**Data supplied:**
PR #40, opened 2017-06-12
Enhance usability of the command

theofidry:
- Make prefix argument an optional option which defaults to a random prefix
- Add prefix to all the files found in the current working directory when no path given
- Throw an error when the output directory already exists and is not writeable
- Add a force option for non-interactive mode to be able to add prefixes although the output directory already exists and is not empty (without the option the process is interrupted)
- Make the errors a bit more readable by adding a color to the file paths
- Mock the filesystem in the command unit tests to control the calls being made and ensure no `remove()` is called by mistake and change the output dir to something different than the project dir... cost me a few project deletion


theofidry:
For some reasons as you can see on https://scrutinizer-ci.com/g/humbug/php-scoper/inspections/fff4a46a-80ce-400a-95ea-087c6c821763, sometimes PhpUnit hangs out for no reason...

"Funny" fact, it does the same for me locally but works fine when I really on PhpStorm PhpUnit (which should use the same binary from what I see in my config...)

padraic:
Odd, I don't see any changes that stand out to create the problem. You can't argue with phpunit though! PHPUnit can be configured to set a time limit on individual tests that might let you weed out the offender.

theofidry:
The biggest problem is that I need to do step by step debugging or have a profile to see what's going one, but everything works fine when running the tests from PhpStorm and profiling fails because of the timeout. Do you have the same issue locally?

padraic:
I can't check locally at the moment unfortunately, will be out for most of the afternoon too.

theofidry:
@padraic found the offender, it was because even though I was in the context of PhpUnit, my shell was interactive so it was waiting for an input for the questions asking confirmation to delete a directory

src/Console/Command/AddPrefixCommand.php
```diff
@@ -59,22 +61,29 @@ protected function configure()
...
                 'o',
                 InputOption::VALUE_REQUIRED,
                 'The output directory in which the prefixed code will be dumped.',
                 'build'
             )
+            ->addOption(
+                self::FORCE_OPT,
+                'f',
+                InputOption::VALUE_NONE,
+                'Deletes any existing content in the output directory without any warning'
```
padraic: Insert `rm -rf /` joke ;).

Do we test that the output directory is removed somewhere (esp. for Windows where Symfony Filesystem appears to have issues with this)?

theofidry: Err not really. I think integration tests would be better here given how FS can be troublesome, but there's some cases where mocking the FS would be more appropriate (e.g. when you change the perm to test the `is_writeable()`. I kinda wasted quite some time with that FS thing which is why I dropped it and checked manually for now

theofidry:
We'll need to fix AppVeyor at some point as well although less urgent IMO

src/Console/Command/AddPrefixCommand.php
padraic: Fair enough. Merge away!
--
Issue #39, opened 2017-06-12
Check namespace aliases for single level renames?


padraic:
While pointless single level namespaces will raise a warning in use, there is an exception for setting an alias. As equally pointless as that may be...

**Assigned task:** Please go over the data above and copy each line with "opened" in it.

**Answer to this problem:**
PR #40, opened 2017-06-12
Issue #39, opened 2017-06-12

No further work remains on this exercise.